Laxton Brothers was a business founded by Edward Augustine Lowe Laxton MBE (1869–1951) and William Hudson Lowe Laxton (1866–1923) who were notable horticulturists, pioneers of plant breeding and experts on fruit production creating several new strains of fruit such as 'Laxtonberry', 'Laxton's Delicious' plum tree, Laxton's No.1 red currant, Laxton’s Superb apples and the award-winning Lord Lambourne apple.

==History==
Edward, educated at Bedford Modern School, and William were the sons of Thomas Laxton, a notable horticulturist and correspondent of Charles Darwin.
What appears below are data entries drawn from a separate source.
Issue #267, opened 2018-04-02
Ammo is not saved


oniatus:
When a game is loaded the player will always start with full ammo.
Steps to reproduce:
1. Start a new game with "Loaded Imperial Large" starting ship
2. Fire some rounds with left and right gun
3. (optional): Respawn: The player keeps the ammo
4. Exit to menu then continue the game, the player has full ammo again
Money on the other hand is saved.

Steampunkery:
I can fix that. I'll get right on it.

Steampunkery:
I stopped working on this because gestalt integration will serialize the object, thus saving the ammo. I can make a temporary fix though.

Avalancs:
Tested on newest commit of develop branch, it has been fixed by https://github.com/MovingBlocks/DestinationSol/pull/318 so this issue can be closed.

SimonC4:
Closing this issue as it is confirmed as fixed in version 2.0.0.

PR #318, opened 2018-10-03
Fix ammo saving while reloading

Adrijaned:
Before, if the game was exited while the guns were being reloaded, player would lose the ammo being loaded in the gun. This hs been fixed in this PR. This is not the same issue as #267


GooeyHub:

They went into partnership in Bedfordshire in 1888 as ‘Laxton Brothers’, concentrating their attention on crossing the best varieties of apples, pears, plums and small fruits. Basing their developments on the breadth and depth of their father’s work, the brothers produced most of the 27 ‘Laxton’ strains of apple, 9 strains of ‘Laxton’ pears (Beurre Bedford, Laxtons´s Early Market, Laxton´s Foremost, Laxton´s Harvester, Laxton´s Record, Laxton´s Satisfaction, Laxton´s Superb, Laxton´s Victor, Laxton´s Wonderful) 9 strains of ‘Laxton’ plums and 6 strains of ‘Laxton’ strawberries. In 1937, Winston Churchill ordered raspberry plants from the Laxton Brothers to cultivate on his Chartwell estate in Kent.

William Hudson Lowe Laxton died on 14 December 1923 in Bedford at the age of 57. Edward Laxton continued to run the business with his son, Edward William Henry Laxton, until his son’s early death in 1942 when his house in Bedford took a direct hit by a German bomb.

Edward Laxton was made MBE in the 1951 New Year Honours but died shortly thereafter on 22 February 1951. The business was discontinued in 1957 when Laxton Brothers and Bunyards Nurseries amalgamated and ran as Bunyards and Laxtons Nurseries, operating from Brampton Nurseries in Huntingdon.

In honour of the brothers, an orchard consisting exclusively of their fruit trees was planted in Bedford in 1999.

== Publication ==
The Strawberry Manual, by Laxton Brothers. Published by Hulatt & Richardson (1899).